Dataset extract
····················

Issue #1108, opened 2017-01-26
Comment error in utils.py


greninja:
In comment of  [Line 610](https://github.com/RaRe-Technologies/gensim/blob/3cb735b278995fc5d4e2e05964cb162cbb6a8327/gensim/utils.py#L610) of utils.py , even if  `obj` is a numpy array it shouldn't resolve to `False`. 

I ran all the tests on it from `test_utils.py`  , except those from `test_invalid_formats` , by explicitly converting `potentialCorpus` to a numpy array and it gave 'True'.

I dont get it why it should resolve to False?
PS : Using numpy version '1.11.3'.

piskvorky:
`obj` being a numpy array is fine and the function returns `True`, if the content of the array is correct. Its elements have to be sequences of 2-tuples (or something convertable to 2-tuple, such as a 1d array of length 2).

If its first element, `doc1` in code, is a 1d numpy array instead of a sequence of 2-tuple, that line raises an exception. Then `is_corpus == False` => `obj` isn't a corpus.

For example, the following are all numpy arrays that pass as corpora (return `True`):

```python
obj = np.random.rand(10, 5, 2)  # 10 documents, each 5 non-zero features
obj = np.array([[(1, 0.2), (10, 0.3)], [(0, 3.8)]])  # 2 documents: 1st has two features, 2nd 1 feature
```

The following are *not* corpora:

```python
obj = np.random.rand(10, 5, 3)  # document elements 3-tuples instead of 2-tuples
obj = np.random.rand(10, 5)  # documents elements 1-tuples (scalars) instead of 2-tuples
obj = np.random.rand(10)  # documents scalars instead of a sequence of 2-tuples
```

Makes sense?

greninja:
Absolutely.

Then I think it should be mentioned explicitly that it should be a 2 tuple
sequence(in that particular comment) otherwise it's a bit misleading.

piskvorky:
You're right. Can you send a PR improving/clarifying that comment?

greninja:
Umm. Actually even if the obj is a 1D numpy array of length 2, it would still give an error => obj is not a corpus.

Consider : 
`obj  = [1,2]` or even `obj = [(1,2)]` for that matter
The first `next(iter(obj)` would give the first element of the iterable itself which is an `int` and hence the second `next(iter(doc1))` would raise exception since `int` object is not iterable.

piskvorky:
[...]

PR #1109, opened 2017-01-27
Clarifying comment in is_corpus func in utils.py

greninja:
Discussed in https://github.com/RaRe-Technologies/gensim/issues/1108#issuecomment-275392051


tmylk:
Thanks for the clarification!

piskvorky:
That comment is not coherent:

```
if obj is a 1D numpy array(scalars) instead of 2-tuples, it resolves to False here
```

I'd propose `if obj is a 1D numpy array instead of a sequence of 2-tuples, doc1 will be a scalar => resolves to False here`.

Issue #1105, opened 2017-01-24
Annoy tutorial inconsistency


piskvorky:
The [Annoy tutorial](https://github.com/RaRe-Technologies/gensim/blob/develop/docs/notebooks/annoytutorial.ipynb) states that Annoy is much faster than brute force.

But then cells 108 and 109 show the opposite -- Annoy is 3x *slower* than brute force.

This is confusing to the reader.

The discrepancy could be to any number of reasons (cold caches etc). For a slightly better "micro benchmark", measure a loop of e.g. 1000 random queries.

In case either index is memory-mapped, make sure it's fully in RAM before starting the benchmarking (go over it once with a "dry run", to generate all the page faults). If either index doesn't fit fully in RAM, don't run the benchmark at all.

greninja:
I ran a benchmark test over a random sample of 1000 words from `model.vocab` for similarity queries ( havent tried retrieving indices from disk as of yet) and the wall time taken by Annoy still comes out to be roughly 3 times more.

Also , in cell 112, is the word "army" or "science"?

tmylk:
@greninja This is very different from the [first commit](https://github.com/RaRe-Technologies/gensim/blob/4ce3ce143dcc97bf0a917dbf3a7b828f1890668b/docs/notebooks/annoytutorial.ipynb) where it is 12ms vs 678us.

It needs further investigation:
Does annoy use multiple cores on your machines? Did something take change in the implementation?

greninja:
No change in implementation.

I ran this code : 

`import random
vocab_list = random.sample(model.vocab, 1000)  # to get random queries

# Traditional method
%%time
    ...: for word in vocab_list:
    ...:     vector = model[word]
    ...:     model.most_similar([vector],topn=5)
    ...: 
CPU times: user 1.52 s, sys: 1.6 s, total: 3.12 s
Wall time: 914 ms

# Using Annoy
In [24]: %%time
    ...: for word in vocab_list:
    ...:     vector = model[word]
    ...:     model.most_similar([vector],topn=5,indexer=annoy_index)
    ...: 
CPU times: user 320 ms, sys: 0 ns, total: 320 ms
Wall time: 317 ms
`

It showed results what the notebook doc claims.

droudy:
I put in a PR to address the issue: #1113

lgmoneda:
@tmylk Annoy isn't running in mutiple cores, while traditional implementation does.

Running to 10k words:
**Traditional**
[...]

PR #1113, opened 2017-01-29
Address benchmark inconsistencies in Annoy tutorial  #1105

droudy:
Issue #1105 

Uses average query time of 1000 random queries as opposed to only a single query. Includes a "dry run" before running queries. Also fixes a discrepancy where a comment says that the vector for "army" is being retrieved when the word is actually "science".  Benchmarks were ran on a 2.4GHz 4 core i7 processor.


docs/notebooks/annoytutorial.ipynb
```diff
@@ -145,22 +141,34 @@
...
-      "('in', 0.9971976953092963)\n",
-      "('an', 0.9971216244157404)\n",
-      "('which', 0.9964874279685318)\n",
-      "('has', 0.996418114984408)\n",
-      "CPU times: user 4 ms, sys: 0 ns, total: 4 ms\n",
-      "Wall time: 3.22 ms\n"
+      "Gensim: 0.007451029\n",
+      "Annoy: 0.002149934\n",
+      "\n",
+      "Annoy is 3.46570127269 times faster on average over 1000 random queries\n"
```
piskvorky: The focus and emphasis on such a level of precision is misleading (and unnecessary).

Also, please mention the other factors that affect this number, like index size etc. So people don't go away thinking "annoy is ~3.5x faster than gensim", whereas in reality this is anything between 1x-infinity.

docs/notebooks/annoytutorial.ipynb
```diff
@@ -269,16 +277,16 @@
      "name": "stdout",
      "output_type": "stream",
      "text": [
-      "('orbits', 0.6323515474796295)\n",
-      "('changes,', 0.6309329569339752)\n",
-      "('dr.', 0.6305853128433228)\n",
-      "('terrorism,', 0.6300898194313049)\n",
-      "('creditors', 0.6264415979385376)\n"
+      "('signature', 0.5921074748039246)\n",
+      "('\"dangerously', 0.5920691192150116)\n",
```
piskvorky: This looks like bad preprocessing. Any reason not to simply use `simple_preprocess`?

docs/notebooks/annoytutorial.ipynb
droudy: @piskvorky Should I round to a smaller decimal place or leave the exact figure out completely?

piskvorky:
This doesn't look right -- I still see `"dangerously` in the notebook as a token, which should never happen with `simple_preprocess`.

PR #1115, opened 2017-01-29
Update Transformation and Topics link from quick start notebook

mariana393:
"Transformation and Topics" link was changed to redirect to the github page


tmylk:
Thanks for the fix!

PR #1116, opened 2017-01-29
Corpora_and_Vector_Spaces tutorial text fix

lgmoneda:
It's just a text fix to make the tutorial more friendly. It's about the words id given by the built dictionary.

Some places assume it'll be the same and explain the output using fixed ids, that might be confusing. like in:
> The sparse vector [(0, 1), (1, 1)] therefore reads: in the document “Human computer interaction”, the words computer (id 0) and human (id 1) appear once; the other ten dictionary words appear (implicitly) zero times.

I'm suggesting a change to:
> The sparse vector `[(word_id, 1), (word_id, 1)]` therefore reads: in the document *“Human computer interaction”*, the words "computer" and "human", identified by an integer id given by the built dictionary, appear once; the other ten dictionary words appear (implicitly) zero times. Check their id at the dictionary displayed in the previous cell and see that they match.

Since the user can check what was the id given to a word in the previous cell's output, where it prints the dictionary.token2id.

And it has too a little warning about the ids being different from runned notebooks, or the link provided for comparison ([Quick Example](https://radimrehurek.com/gensim/tutorial.html#first-example)), so beginners won't find it strange.

### DIFF
--- a/docs/notebooks/Corpora_and_Vector_Spaces.ipynb
+++ b/docs/notebooks/Corpora_and_Vector_Spaces.ipynb
@@ -213,7 +213,7 @@
    "cell_type": "markdown",
    "metadata": {},
    "source": [
-    "The function `doc2bow()` simply counts the number of occurrences of each distinct word, converts the word to its integer word id and returns the result as a sparse vector. The sparse vector `[(0, 1), (1, 1)]` therefore reads: in the document *“Human computer interaction”*, the words computer (id 0) and human (id 1) appear once; the other ten dictionary words appear (implicitly) zero times."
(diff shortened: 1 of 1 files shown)


tmylk:
Maybe add a link to HashDictionary for persistent ids?

lgmoneda:
I've read the documentation for hash dictionary, but i think it's not a case of knowing that it's possible to make ids persistent, but warning about the differences a beginner doing the tutorial may experience. 

Looking to a text saying "your output is  [(0, 1), (1, 1)] and that means..." and having a different output is confusing.

Do you say about putting its link in addition to the modifications suggested? I would just worry about too much information, since i believe the main point is saying "results may change, but that's ok".

tmylk:
Agree, thx for the fix.

PR #1118, opened 2017-01-29
Remove Pattern lib dependency in News Classification tutorial

luizcavalcanti:
Even thought NLTK is old and all, Pattern does not currently work on Python3. So changing this tutorial to use NLTK for lemmatization makes it possible to work on both python 2.5+ and 3.x. We are also making sure the user has its NLTK packages downloaded and up-to-date.


tmylk:
Thanks for supporting Python 3.
CC @dsquareindia

PR #1124, opened 2017-01-30
Improve topics and transformations

onilton:
* Improve Available transformations section indentation 

The previous one, bullet point based, looked really bad on python notebook. 
It was hard to follow and understand

* Add relative to link to next tutorial.


tmylk:
Thanks for the improvement!

Issue #1126, opened 2017-01-31
Can't run word2vec2tensor in Python 3


lucianosb:
Hi, I'm trying to run the recently added script for generating tensorboard embeddings. However I get an error all the time

    $ python3 -m gensim.scripts.word2vec2tensor --input ./ptwiki-vectors --output ptwiki4tensor

    2017-01-31 14:16:55,051 : MainThread : INFO : running /usr/local/lib/python3.5/dist-packages/gensim/scripts/word2vec2tensor.py --input ./ptwiki-vectors --output ptwiki4tensor
    2017-01-31 14:16:55,052 : MainThread : INFO : loading projection weights from ./ptwiki-vectors
    2017-01-31 14:19:01,690 : MainThread : INFO : loaded (748533, 300) matrix from ./ptwiki-vectors
    2017-01-31 14:19:01,690 : MainThread : WARNING : direct access to index2word will not be supported in future gensim releases, please use model.wv.index2word
    Traceback (most recent call last):
     File "/usr/lib/python3.5/runpy.py", line 184, in _run_module_as_main
    "__main__", mod_spec)
     File "/usr/lib/python3.5/runpy.py", line 85, in _run_code
    exec(code, run_globals)
     File "/usr/local/lib/python3.5/dist-packages/gensim/scripts/word2vec2tensor.py", line 84, in <module>
    word2vec2tensor(args.input, args.output, args.binary)
     File "/usr/local/lib/python3.5/dist-packages/gensim/scripts/word2vec2tensor.py", line 54, in word2vec2tensor
    file_metadata.write(word.encode('utf-8') + '\n')
    TypeError: can't concat bytes to str

I'm running gensim in Ubuntu 16.04 with Python 3.5. The vectors are from wikipedia in portuguese generated with the help of https://github.com/idio/wiki2vec, which gave me a binary file that I later converted to text with 

    model.save_word2vec_format('ptwiki-vectors')

Have I done anything wrong? Or is it an issue with the script?

tmylk:
Hi, the issue is due to str.encode() working differently in Python 2(in which the script was written) and Python 3.

Can you try `gensim.utils.to_unicode(word)` instead of `word.encode('utf-8')` ?

Also, what does `no attribute __path__` in the title refer to?

lucianosb:
Changed the title. It was a previous error of my own due to a typo that I fixed.

I'll try the suggestion. Will report back shortly.

lucianosb:
[...]

PR #1127, opened 2017-01-31
word2vec2tensor with python 3

lucianosb:
As discussed with @tmylk in issue [1126](https://github.com/RaRe-Technologies/gensim/issues/1126), python 3 does not support `word.encode('utf-8')`. Changing to `gensim.utils.to_unicode(word)` worked. Tested with Python 3.5 in Ubuntu 16.04.


tmylk:
Thank you for the quick fix!

piskvorky:
That's not a good idea, please revert.

Never write unicode strings to output (or concatenate unicode and bytestrings with `+` like this). Encode explicitly to utf8.

tmylk:
Reverted in #1144

PR #1139, opened 2017-02-09
[WIP][DNM] error-resistant train(). Fix #1052

### LINKED ISSUE #1052: Make Word2vec multiple passes more explicit
As discussed on [the mailing list](https://groups.google.com/forum/#!searchin/gensim/fat$20warning%7Csort:relevance/gensim/0GVxA055yOU/5m2jwfdBBAAJ)

```
Perhaps `train()` should require an explicit (non-default) `passes` parameter. In the 1-liner/initialization-trains case, it'd be called with the 'iter' value. For anyone calling it themselves, they'd have to make an explicit choice of 'passes'. And after the change, any old code without the parameter would (by design) break, forcing a change to explicit specification. 

Perhaps even `alpha` and `min_alpha` should be explicit required parameters to `train()`, to ensure those calling it directly aren't see-sawing the values each call. Calling 'train()' directly is kind of an advanced approach, so requiring this level of choice may be appropriate. 

```

gojomo:
Changes `train()` to require explicit `epochs` argument, and explicit size of corpus (either `total_examples` or `total_words`) – thus forcing users to be conscious of `train()`s behavior in these regards, and (intentionally) breaking older code that might be operating under misconceptions. 

Tests updated to be as explicit as needed. 

To do:

- [ ] Update any notebooks using `train()`

Also a potential related change: add an optional `epoch_callback` argument to `train()`, that could be called after each training epoch. That could completely obviate the need for users/tutorials running `train()` in their own loop to do extra steps (such as evaluation) before training is done.

### DIFF
--- a/gensim/models/word2vec.py
+++ b/gensim/models/word2vec.py
@@ -448,7 +448,8 @@ class Word2Vec(utils.SaveLoad):
             if isinstance(sentences, GeneratorType):
                 raise TypeError("You can't pass a generator as the sentences argument. Try an iterator.")
             self.build_vocab(sentences, trim_rule=trim_rule)
-            self.train(sentences)
+            self.train(sentences, total_examples=self.corpus_count, epochs=self.iter,
+                       start_alpha=self.alpha, end_alpha=self.min_alpha)
 
     def initialize_word_vectors(self):
         self.wv = KeyedVectors()
@@ -729,16 +730,23 @@ class Word2Vec(utils.SaveLoad):
         """Return the number of words in a given job."""
         return sum(len(sentence) for sentence in job)
 
-    def train(self, sentences, total_words=None, word_count=0,
-              total_examples=None, queue_factor=2, report_delay=1.0):
+    def train(self, sentences, total_examples=None, total_words=None,
+              epochs=None, start_alpha=None, end_alpha=None,
+              word_count=0,
+              queue_factor=2, report_delay=1.0):
         """
         Update the model's neural weights from a sequence of sentences (can be a once-only generator stream).
         For Word2Vec, each sentence must be a list of unicode strings. (Subclasses may accept other examples.)
 
-        To support linear learning-rate decay from (initial) alpha to min_alpha, either total_examples
-        (count of sentences) or total_words (count of raw words in sentences) should be provided, unless the
-        sentences are the same as those that were used to initially build the vocabulary.
+        To support linear learning-rate decay from (initial) alpha to min_alpha, and accurate
+        progres-percentage logging, either total_examples (count of sentences) or total_words (count of
+        raw words in sentences) MUST be provided. (If the corpus is the same as was provided to
+        `build_vocab()`, the count of examples in that corpus will be available in the model's
+        `corpus_count` property.)
 
+        To avoid common mistakes around the model's ability to do multiple training passes itself, an
+        explicit `epochs` argument MUST be provided. In the common and recommended case, where `train()`
+        is only called once, the model's cached `iter` value should be supplied as `epochs` value.
         """
         if (self.model_trimmed_post_training):
             raise RuntimeError("Parameters for training were discarded using model_trimmed_post_training method")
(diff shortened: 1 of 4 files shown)


robotcator:
@gojomo  Hello, when I fix the notebooks/docs to reflect the change of "train",  I got an error in the notebooks/doc2vec-IMDB.ipynb:

```
<ipython-input-2-4bb56643bf06> in <module>()
     53 
     54         for txt in txt_files:
---> 55             with open(txt, 'r', encoding='utf-8') as t:
     56                 control_chars = [chr(0x85)]
     57                 t_clean = t.read()

TypeError: 'encoding' is an invalid keyword argument for this function
```
I use Ubuntu 14.04, python 2.7.6 and gensim version 1.0.1, the error was caused by 'encoding' is an invalid keyword argument for the open function in python2.7. Dose it need to change the code for support the python2?

tmylk:
The notebooks should support both Python 2 and 3, same as our source code. Unfortunately we have been lax about it before - fixing it as a part of this release would be a great contribution.

prakhar2b:
@tmylk will python 2 and 3 compatibility library [six](https://pypi.python.org/pypi/six) be a good choice here ?

tmylk:
Yes, gensim already uses six

robotcator:
@prakhar2b would you mind guide me to work through this? I think this is a good opportunity for me to get family with the process of contribution.

prakhar2b:
@robotcator Definitely, that would be a pleasure. I suggest you post your doubts on [gensim google group](https://groups.google.com/forum/#!forum/gensim), the community is very active in responding. You can also mail me directly if you want - er.prakhar2b@gmail.com

tmylk:
Ping @robotcator for a status update

robotcator:
@tmylk sorry for late status update. I have fixed the compatibility between Python 3 and Python 2 by using codecs library. But the code runs in Python 2 seems inefficiently, I am stuck in finding a solution to optimizing python2 code.

tmylk:
Could you please update the pr with the new code?

robotcator:
@tmylk sorry for late reply. I have make an silly mistake on the git. I create an pull request[#1220](https://github.com/RaRe-Technologies/gensim/pull/1220). Since I am not familiar with git and I am curious about why there are so many commits and comments on my pull request.

tmylk:
@robotcator Could you please add tests to make sure that ValueError is indeed thrown when params are not supplied.
notebooks that need to be changed:
https://github.com/RaRe-Technologies/gensim/blob/develop/docs/notebooks/doc2vec-lee.ipynb
https://github.com/RaRe-Technologies/gensim/blob/develop/docs/notebooks/doc2vec-wikipedia.ipynb
https://github.com/RaRe-Technologies/gensim/blob/develop/docs/notebooks/online_w2v_tutorial.ipynb
https://github.com/RaRe-Technologies/gensim/blob/develop/docs/notebooks/word2vec.ipynb

robotcator:
@tmylk Of course.

robotcator:
@tmylk I have create [pr 1237](https://github.com/RaRe-Technologies/gensim/pull/1237) to to make sure that ValueError is thrown when params are not supplied. I don't know why there has conflicts with the base branch.

tmylk:
@gojomo Could you please write a note for users on how to upgrade their code for this change? It will be the breaking change to warrant a major release to `gensim 2.0.0`

gensim/models/word2vec.py
```diff
@@ -448,7 +448,8 @@ def __init__(
             if isinstance(sentences, GeneratorType):
                 raise TypeError("You can't pass a generator as the sentences argument. Try an iterator.")
             self.build_vocab(sentences, trim_rule=trim_rule)
-            self.train(sentences)
+            self.train(sentences, total_examples=self.corpus_count, epochs=self.iter,
```
tmylk: Hanging indent please

gojomo:
The note could be:

> Any direct calls to method `train()` of Word2Vec/Doc2Vec now require an explicit `epochs` parameter and explicit estimate of corpus size (usually as `total_examples`). See the [method documentation] for more information. 

I'm in favor of generous version-incrments, but if considering a "2.0.0" release to signal a break in backward compatibility, so soon after the "1.0.0" release, we may want to look at any other prposed/pending/desirable changes in names/defaults/parameters, to include as well.

Some things that come to mind:

* `infer_vector()` defaults & parameter names
* `KeyedVector` property/method names still retain lots of word2vec-specific details – like `word` where the vectors might be more general, or `syn0` when it's no longer necessarily the sort of NN-layer that has that name
* Doc2Vec's DocvecsArray may be mergeable with KeyedVectors, eliminating some code duplication, adding some other flexibility (at cost of complexity) to KeyedVectors, maybe making `model.wv` and `model.dv` perfectly-parallel ways to access word-vectors-by-key and doc-vectors-by-key, respectively.

gojomo:
We could use a new label to mark issues/PRs where breaks with backward-compatibility are happening (or proposed), requiring sync w/ version numbering. I've created one for that purpose, and applied it here to get things started.

tmylk:
Thanks for suggesting more ways to make the API and code more streamlined.

Unfortunately SemVer adoption means that (contrary to topic modelling) ["Version numbers are not for humans"](https://youtu.be/tc2UgG5L7WM?t=697)

Small changes in releases are better than big releases, so if we get to version 10.1.0 by the end of the year then it is ok.

gojomo:
The idea of batching together sets of breaking changes, to help minimize user upgrade efforts, seems orthogonal to SemVer adoption to me. But if you'd like to move to a more rapid tempo, sure. 

That style of numbering/rapid-incremental-release might also justify eventually splitting gensim into narrow single-algorithm subprojects (with some shared core dependencies). Then small changes, not affecting most users, would only trigger a release/version-increment/need-to-review-release-notes among the users of that one module.

tmylk:
Merged in #1237

piskvorky:
@gojomo any suggestions where those "subproject split lines" ought to be?

gojomo:
@piskvorky In the very-small, very-focused packaging style of (say) node/npm, almost every module would be a different package. There'd be one or a few core or util packages, but then nearly every 'model' would be its own package. In the extreme, even Word2Vec and Doc2Vec would be different packages (with Doc2Vec depending on Word2Vec).

Still mulling over whether I'd advocate this – it's less common in the Python world than the JS world, and may result in a bewildering variety of projects each with their own version-number – but it does mesh with rigorous SemVer and rapid, high-resolution release cycles.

····················

Assigned task
Your answer should be one number: the count of lines holding "average" in the listing.

Completed exercise
2